Ketika perempuan masih anak-anak, dia menjadi milik Ayahnya, mulai dari memutuskan akan sekolah atau tidak dan harus menikah dengan siapa. Ketika dewasa dan berpacaran, dia menjadi milik pacarnya. Pada saat menikah, perempuan menjadi milik suaminya.
Proses “peralihan” kepemilikan ini yang kemudian dijadikan alasan pembenar bagi laki-laki (bapak, pacar dan suami) untuk melakukan sesuai dengan apa yang mereka ingin lakukan.
Perempuan diharuskan menutup rapat-rapat kekerasan yang menimpa mereka. Karena dalam pandangan masyarakat patriakh, itu adalah aib keluarga dan aib perempuan itu sendiri.
Kebiasaan seperti ini juga telah diyakini oleh masyarakat dan sudah terinternalisasi ke dalam pola pikir dan tingkah laku perempuan. Perempuan dibiasakan untuk bungkam, meski muka lebam dan badan babak belur.
Pun ketika mereka bertemu tetangga dan temannya lalu ditanya apa yang terjadi, dengan meyakinkan –terpaksa-- mereka mengatakan bahwa dia baru saja terpeleset di kamar mandi atau terbentur pintu, keserempet mobil dan sebagainya.
Berdasarkan pengalaman LRC-KJHAM selama mendampingi dan menangani kasus kekerasan terhadap perempuan yang berbasis jender. Perempuan baru berani bertindak –bercerita pada orang tua atau melapor ke LSM atau melapor ke Polisi—setelah usia perkawinannya puluhan tahun.
Jadi, selama perkawinan berlangsung dan selama itu pula dia memendam kekerasan yang dialaminya. Di tahun 2007 ada 91 kasus yang masuk ke LRC-KJHAM. 58 kasus diantaranya adalah Kekerasan Dalam Rumah Tangga (KDRT).

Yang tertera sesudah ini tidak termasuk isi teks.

PR #731, opened 2024-06-29
[feature] Add help button on the right of toolbar actions to show shortcuts modal

vincentfretin:
The h shortcut to show the shortcuts modal is not known by many. Although this is specified in the documentation here
https://aframe.io/docs/master/introduction/visual-inspector-and-dev-tools.html#shortcuts not a lot of persons read the full documentation, or if one reads it, they probably won't remember that this shortcut exists. I actually discovered the feature several years later of developing with aframe when I started updating aframe inspector code.
To make it more discoverable, I propose to add a help button on the right of toolbar actions to show the shortcuts modal.
See the screenshot:
image

### DIFF
--- a/src/components/scenegraph/Toolbar.js
+++ b/src/components/scenegraph/Toolbar.js
@@ -3,7 +3,8 @@ import {
   faPlus,
   faPause,
   faPlay,
-  faFloppyDisk
+  faFloppyDisk,
+  faQuestion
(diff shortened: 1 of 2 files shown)


vincentfretin:
What do you think @dmarcos?

dmarcos:
Thank you!

PR #733, opened 2024-07-15
[bugfix] Update selection box on entityupdate only if it's the selected entity

vincentfretin:
This fixes an error when using undo with unselected entity so when inspector.selectedEntity can be undefined.


vincentfretin:
This is a required change for undo feature @dmarcos 
The condition is similar to the other entityupdate listener we have here
https://github.com/aframevr/aframe-inspector/blob/b792e9113c416f758caccf154acf558c6f538e36/src/lib/viewport.js#L182-L184

dmarcos:
Thanks so much!

PR #736, opened 2024-07-16
[bugfix] Dispose helper when removing it

vincentfretin:
Dispose helper when removing it to properly dispose material and geometry.
In recent three.js version all helpers have now a dispose function, that was not the case historically.
This is similar to three.js editor
https://github.com/mrdoob/three.js/blob/267e76c2d884cb0b4c12f4c5ffa5a7d03ce82bba/editor/js/Editor.js#L472

Also remove the second argument to CameraHelper, CameraHelper only takes one argument.
https://github.com/mrdoob/three.js/blob/267e76c2d884cb0b4c12f4c5ffa5a7d03ce82bba/src/helpers/CameraHelper.js#L21

### DIFF
--- a/src/index.js
+++ b/src/index.js
@@ -105,7 +105,7 @@ Inspector.prototype = {
       let helper;
 
       if (object instanceof THREE.Camera) {
-        this.cameraHelper = helper = new THREE.CameraHelper(object, 0.1);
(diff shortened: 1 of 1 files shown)


dmarcos:
Thank you!

PR #737, opened 2024-07-16
[cleanup] Remove unused onDoubleClickPosition

vincentfretin:
In three.js editor, this is used https://github.com/mrdoob/three.js/blob/267e76c2d884cb0b4c12f4c5ffa5a7d03ce82bba/editor/js/Viewport.js#L255-L258
but here we don't use it, we use aframe cursor component instead.


dmarcos:
Thanks!

PR #738, opened 2024-07-17
[bugfix] Update camera aspect ratio on window resize

vincentfretin:
Updating the aspect ratio of the editor camera worked only for the active perspective camera, it didn't work when when you were using orthographic camera, and also the case using ortho, resize and then switching back to perspective camera didn't work either. This PR fixes updating the camera aspect in all cases.

For more details on the issue, this was discussed in https://github.com/3DStreet/3dstreet/issues/635

### DIFF
--- a/src/lib/cameras.js
+++ b/src/lib/cameras.js
@@ -118,5 +118,4 @@ function setOrthoCamera(camera, dir, ratio) {
   camera.bottom = info.bottom || -10;
   camera.position.copy(info.position);
   camera.rotation.copy(info.rotation);
-  camera.updateProjectionMatrix();
 }
--- a/src/lib/viewport.js
+++ b/src/lib/viewport.js
@@ -111,6 +111,7 @@ export function Viewport(inspector) {
   Events.on('cameratoggle', (data) => {
     controls.setCamera(data.camera);
     transformControls.setCamera(data.camera);
+    updateAspectRatio();
   });
 
   function disableControls() {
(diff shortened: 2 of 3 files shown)


src/lib/cameras.js
```diff
@@ -118,5 +118,4 @@ function setOrthoCamera(camera, dir, ratio) {
   camera.bottom = info.bottom || -10;
   camera.position.copy(info.position);
   camera.rotation.copy(info.rotation);
-  camera.updateProjectionMatrix();
```
vincentfretin, line 121: This is now done in the updateAspectRatio() call that is done on cameratoggle event.

src/lib/viewport.js
```diff
@@ -202,11 +203,32 @@ export function Viewport(inspector) {
...
+
+    controls.setAspectRatio(aspect); // for zoom in/out to work correctly for orthographic camera
     camera.updateProjectionMatrix();
-  });
+
+    const cameraHelper = inspector.helpers[camera.uuid];
+    if (cameraHelper) cameraHelper.update();
+  }
+
+  inspector.sceneEl.addEventListener('rendererresize', updateAspectRatio);
```
vincentfretin, line 231: I'm using `rendererresize` that is emitted by the `sceneEl.resize()` function. `sceneEl.resize()` is called after switching the active camera when you close or open the inspector.

dmarcos:
Thank you!

PR #742, opened 2024-08-12
[bugfix] Fix fog NaN in inspector, it should be a number not a boolean

vincentfretin:
The fog property is a number, not a boolean
https://github.com/supermedium/aframe-environment-component/blob/b339b293139cd8c10f03d4c9a162c3b5ea55a794/index.js#L20
I fixed the example.


dmarcos:
Thanks!

PR #744, opened 2024-08-12
[bugfix] Fix React UI crash selecting a-scene in scene graph

### LINKED ISSUE #741: Selecting a-scene crashes the React UI on aframe 1.6.0 and master
image

It works on aframe 1.5.0

vincentfretin:
Check for `undefined` via the optional chaining `?.` operator before accessing the property now that `getDOMAttribute` may return `undefined` in aframe 1.6.0 instead of `{}` we always had previously.

This fixes #741


dmarcos:
Thank you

Kekerasan secara psikhis juga sering dialami oleh isteri. Mulai dari dikata-katai “pelacur”, ancaman akan dibunuh, dilarang bersosialisasi, diancam akan disantet dan lain sebagainya.
Selain itu, ada juga kekerasan yang bersifat ekonomis. Seperti dilarang bekerja, tidak dinafkahi, dipaksa bekerja dan mengurus rumah tangga (double burden). Kekerasan seksual juga sering dialami, yaitu dengan melakukan hubungan biologis secara paksa serta menggunakan seks toy yang dapat melukai organ reproduksi isteri.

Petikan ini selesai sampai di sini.